I've been reading about residual codes, and have come across several statements that I am having trouble showing.
(1.) By using the residual code, one can show that a $[16, 5, 8]$ binary code contains the all-one codeword.
(2.) All $[16, 5, 8]$ binary codes are equivalent.
For Part 1, I'm not sure how to use the residual codes. I'm having trouble with Part 2 as well. Any help would be greatly appreciated. Thanks in advance!
Edit: Below is the definition of a residual code.
Let $\mathcal{C}$ be an $[n,k]$ code and let $c \in \mathcal{C}$ have weight $w$. Let $\mathcal{I}$ be the set of coordinates on which $c$ is nonzero. Then, the residual code of $\mathcal{C}$ with respect to $c$ is the code of length $n-w$ punctured on all the coordinates of $\mathcal{I}$.

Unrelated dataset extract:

PR #4279, opened 2022-04-10
job-manager: introduce config callback

garlick:
Problem: the job manager has multiple subsystems that consume the TOML configuration object from the broker, but there is no mechanism for them to receive a callback when the configuration changes (e.g. sys admin calls `flux config reload` or `systemctl reload flux`).

To prepare to support a dynamically configurable purge policy in a future PR, this PR introduces a way for job manager subsystems to register a callback for configuration handling:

Partial Solution: Below is my thought process for solving Part $1$.
Let $\mathcal{C}$ be a $[16, 5, 8]$ binary code. Pick a codeword $c \in \mathcal{C}$ that has a weight of $8$. Then, the residual code $\mathcal{C}_1$ of $\mathcal{C}$ with respect to $c$ is an $[16 - 8, 5-1, d_1] = [8, 4, d_1]$ code, where $d_1 \geq \lceil{\frac{8}{2}}\rceil = 4$. By the Singleton Bound, $d_1 \leq 8 - 4 + 1 = 5$. Thus, $4 \leq d_1 \leq 5$. However, if $d_1 = 5$, then we have equality in the Singleton Bound, which implies $\mathcal{C}_1$ is MDS, which implies $\mathcal{C}_1$ is trivial, a contradiction. Therefore, $d_1 = 4$.

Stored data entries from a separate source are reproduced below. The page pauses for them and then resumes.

PR #4282, opened 2022-04-13
libev: update to version 4.33

garlick:
Problem: libev has undergone some development and bugfixes since the last time we updated our embedded copy.

Update from 4.27 to 4.33.

Changes are:

4.33 Wed Mar 18 13:22:29 CET 2020
        - no changes w.r.t. 4.32.

4.32 (EV only)
        - the 4.31 timerfd code wrongly changed the priority of the signal
          fd watcher, which is usually harmless unless signal fds are
          also used (found via cpan tester service).
        - the documentation wrongly claimed that user may modify fd and events
          members in io watchers when the watcher was stopped
          (found by b_jonas).
        - new ev_io_modify mutator which changes only the events member,
          which can be faster. also added ev::io::set (int events) method
          to ev++.h.
        - officially allow a zero events mask for io watchers. this should
          work with older libev versions as well but was not officially
          allowed before.
        - do not wake up every minute when timerfd is used to detect timejumps.
        - do not wake up every minute when periodics are disabled and we have
          a monotonic clock.
        - support a lot more "uncommon" compile time configurations,
          such as ev_embed enabled but ev_timer disabled.
        - use a start/stop wrapper class to reduce code duplication in
          ev++.h and make it needlessly more c++-y.
        - the linux aio backend is no longer compiled in by default.
        - update to libecb version 0x00010008.

4.31 Fri Dec 20 21:58:29 CET 2019
        - handle backends with minimum wait time a bit better by not
          waiting in the presence of already-expired timers
          (behaviour reported by Felipe Gasper).
        - new feature: use timerfd to detect timejumps quickly,
          can be disabled with the new EVFLAG_NOTIMERFD loop flag.
        - document EV_USE_SIGNALFD feature macro.

4.30 (EV only)
        - change non-autoconf test for __kernel_rwf_t by testing
          LINUX_VERSION_CODE, the most direct test I could find.
        - fix a bug in the io_uring backend that polled the wrong
          backend fd, causing it to not work in many cases.

4.29 (EV only)
        - add io uring autoconf and non-autoconf detection.
        - disable io_uring when some header files are too old.

4.28 (EV only)
        - linuxaio backend resulted in random memory corruption
          when loop is forked.
        - linuxaio backend might have tried to cancel an iocb
          multiple times (was unable to trigger this).
        - linuxaio backend now employs a generation counter to
          avoid handling spurious events from cancelled requests.
        - io_cancel can return EINTR, deal with it. also, assume
          io_submit also returns EINTR.
        - fix some other minor bugs in linuxaio backend.
        - ev_tstamp type can now be overriden by defining EV_TSTAMP_T.
        - cleanup: replace expect_true/false and noinline by their
          libecb counterparts.
        - move syscall infrastructure from ev_linuxaio.c to ev.c.
        - prepare io_uring integration.
        - tweak ev_floor.
        - epoll, poll, win32 Sleep and other places that use millisecond
          reslution now all try to round up times.
        - solaris port backend didn't compile.
        - abstract time constants into their macros, for more flexibility.

### DIFF
--- a/src/common/libev/LICENSE
+++ b/src/common/libev/LICENSE
@@ -1,0 +1,37 @@
+All files in libev are
+Copyright (c)2007,2008,2009,2010,2011,2012,2013 Marc Alexander Lehmann.
+
+Redistribution and use in source and binary forms, with or without
+modification, are permitted provided that the following conditions are
+met:
+
+    * Redistributions of source code must retain the above copyright
+      notice, this list of conditions and the following disclaimer.
+
+    * Redistributions in binary form must reproduce the above
+      copyright notice, this list of conditions and the following
+      disclaimer in the documentation and/or other materials provided
+      with the distribution.
+
+THIS SOFTWARE IS PROVIDED BY THE COPYRIGHT HOLDERS AND CONTRIBUTORS
+"AS IS" AND ANY EXPRESS OR IMPLIED WARRANTIES, INCLUDING, BUT NOT
+LIMITED TO, THE IMPLIED WARRANTIES OF MERCHANTABILITY AND FITNESS FOR
+A PARTICULAR PURPOSE ARE DISCLAIMED. IN NO EVENT SHALL THE COPYRIGHT
+OWNER OR CONTRIBUTORS BE LIABLE FOR ANY DIRECT, INDIRECT, INCIDENTAL,
+SPECIAL, EXEMPLARY, OR CONSEQUENTIAL DAMAGES (INCLUDING, BUT NOT
+LIMITED TO, PROCUREMENT OF SUBSTITUTE GOODS OR SERVICES; LOSS OF USE,
+DATA, OR PROFITS; OR BUSINESS INTERRUPTION) HOWEVER CAUSED AND ON ANY
+THEORY OF LIABILITY, WHETHER IN CONTRACT, STRICT LIABILITY, OR TORT
+(INCLUDING NEGLIGENCE OR OTHERWISE) ARISING IN ANY WAY OUT OF THE USE
+OF THIS SOFTWARE, EVEN IF ADVISED OF THE POSSIBILITY OF SUCH DAMAGE.
+
+Alternatively, the contents of this package may be used under the terms
+of the GNU General Public License ("GPL") version 2 or any later version,
+in which case the provisions of the GPL are applicable instead of the
+above. If you wish to allow the use of your version of this package only
+under the terms of the GPL and not to allow others to use your version of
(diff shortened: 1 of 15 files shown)


chu11 (approved):
seems like a good idea to update!

garlick:
Hmm, just hit this in bionic and el8 builders.  I'll restart just to see if it's reproduceable or not.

By permuting coordinates, we may assume $\mathcal{C}$ has a generator matrix $ G = \begin{bmatrix}1\ldots 1 & 0 \ldots 0\\G_0 & G_1\end{bmatrix} $ where the first row is $c$ and $G_1$ is a generator matrix of $C_1$.

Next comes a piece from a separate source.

PR #4284, opened 2022-04-14
libutil: support "ms" suffix for Flux Standard Duration

grondo:
This PR adds support for the `ms` suffix in `fsd_parse_duration(3)` and `fsd_format_duration(3)` now that the changes to [RFC 23](https://flux-framework.readthedocs.io/projects/flux-rfc/en/latest/spec_23.html) allowing that suffix have been merged. Mainly this is useful when small durations are printed, e.g. in logs:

Now, every $[8,4,4]$ binary code is equivalent to the extended Hamming code $\widehat{\mathcal{H}_3}$. Thus, $G_1$ is a generator matrix for $\widehat{\mathcal{H}_3}$. Therefore, $G_1$ can take on the following form:
$ G_1 = \begin{matrix} 1&1 &1 &1 &1 &1 &1 &1 \\\ 1 &1 &0 &1 &0 &0 &0 &1 \\\ 1& 0& 0& 0& 0& 1& 1& 1 \\\ 1& 1& 0& 0& 1& 1& 0& 0 \end{matrix} $
This is where I'm stuck. Can I say the code $\mathcal{C}_0$ corresponding to $G_0$ is also a $[8,4,4]$ code? Clearly $G_0$ is a $4 \times 8$ matrix, and by the Singleton Bound with a similar argument as above, its minimum distance $d_0 \leq 4$. If so, we can make it have the same generator matrix as $G_1$, which will give is the all-one codeword in $\mathcal{C}$.
Then, I think Part $2$ would follow since $G_1$ and $G_0$ are both equivalent to the generator matrix of $ {\mathcal{H}_3}$.